◆ **Exercise**
In the material below, list every line carrying the string "actually".

◆ **Records to process**
PR #320, opened 2022-08-27
Add Checkpoint Conversion Notebook for `bert_base_multi_cased`

abheesht17:
Resolves https://github.com/keras-team/keras-nlp/issues/308

Converted model weights and vocab have been uploaded here: https://drive.google.com/drive/folders/1_fLhF78sqRwx4Awdu2e-lIrQz_dL1XVG?usp=sharing.


jbischof:
Interested that the Bert repo recommends `multi_cased` for all languages after dismissing `cased_en` as a niche model. Something we might want to look into. See https://github.com/google-research/bert/blob/master/multilingual.md

PR #327, opened 2022-08-29
Clean up model input names for consistency

mattdangerw:
This proposes a few changes to the naming our our model and layer inputs
and outputs.

1) Rename `input_ids` -> `token_ids` for bert/roberta.
   Everything is an "input", including the segment id input, so I don't
   think input is a helpful naming prefix in this case.
2) Rename `input_mask`  -> `padding_mask` for bert/roberta.
   This matches the name of the variable for the transformer
   encoder/decoder argument.
3) Rename `tokens` -> `token_ids` for MLMMaskGenerator.
   This layer only operates in id space, so I think token_ids is more
   descriptive and consistent with above.

### DIFF
--- a/keras_nlp/layers/mlm_mask_generator.py
+++ b/keras_nlp/layers/mlm_mask_generator.py
@@ -59,10 +59,10 @@ class MLMMaskGenerator(keras.layers.Layer):
 
     Returns:
         A Dict with 4 keys:
-            tokens: Tensor or RaggedTensor, has the same type and shape of
+            token_ids: Tensor or RaggedTensor, has the same type and shape of
                 input. Sequence after getting masked.
             mask_positions: Tensor, or RaggedTensor if `mask_selection_length`
-                is None. The positions of tokens getting masked.
+                is None. The positions of token_ids getting masked.
             mask_ids: Tensor, or RaggedTensor if  `mask_selection_length` is
                 None. The original token ids at masked positions.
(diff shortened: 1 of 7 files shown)


jbischof:
Looks good in general but I'm confused by the `padding_mask` label. Aren't we also masking the holdout words in pretraining and not just the padding?

Does the `examples/bert/` code still work? I see it still uses `input_ids` (here)[https://github.com/keras-team/keras-nlp/blob/master/examples/bert/bert_train.py#L316].

Finally, one other naming inconsistency you could mop up here [sine_position_encoding](https://github.com/keras-team/keras-nlp/blob/master/keras_nlp/layers/sine_position_encoding.py#L66).

jbischof (approved):
LGTM! Added some comments for consideration but trust your judgment.

mattdangerw:
@jbischof Thanks! And good call I will rename in `examples/bert` to match.

Re `padding_mask` and the MLM masked words, that's actually a different mask I think. There's actually a `[PAD]` token and a `[MASK]` token. During pretraining, `[PAD]` will be used only to pad sequences, and `[MASK]` will be used for the MLM labels.

So I do think it is accurate to use `padding_mask`. Other options are `mask` or `token_mask`. I am actually fine with any of those. I was just choosing `padding_mask` because that the name we chose for our TransformerEncoder/TransformerDecoder https://keras.io/api/keras_nlp/layers/transformer_encoder/#call-method.

fchollet (approved):
LGTM

PR #328, opened 2022-08-29
Return a single tensor from roberta

mattdangerw:
I think as an overall policy, it makes sense to return a single tensor
as a tensor not as a dictionary.

We could consider a dict to allow for future modifications to the output
to support more types. But I feel like that would be incorrect in this
case. Different "heads" for this base graph might define different
outputs, and this graph could be sliced to grab intermediate outputs,
but there will only ever be a single output from the RoBERTa core graph.

### DIFF
--- a/keras_nlp/models/roberta.py
+++ b/keras_nlp/models/roberta.py
@@ -138,9 +138,7 @@ class RobertaCustom(keras.Model):
                 "token_ids": token_id_input,
                 "padding_mask": padding_mask,
             },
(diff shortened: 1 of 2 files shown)


jbischof:
Good call! Since most subsequent encoder-only models follow the Roberta optimizations this is a good precedent to set now.

jbischof (approved):

fchollet (approved):
LGTM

◆ **Solution to the exercise**
Re `padding_mask` and the MLM masked words, that's actually a different mask I think. There's actually a `[PAD]` token and a `[MASK]` token. During pretraining, `[PAD]` will be used only to pad sequences, and `[MASK]` will be used for the MLM labels.
So I do think it is accurate to use `padding_mask`. Other options are `mask` or `token_mask`. I am actually fine with any of those. I was just choosing `padding_mask` because that the name we chose for our TransformerEncoder/TransformerDecoder https://keras.io/api/keras_nlp/layers/transformer_encoder/#call-method.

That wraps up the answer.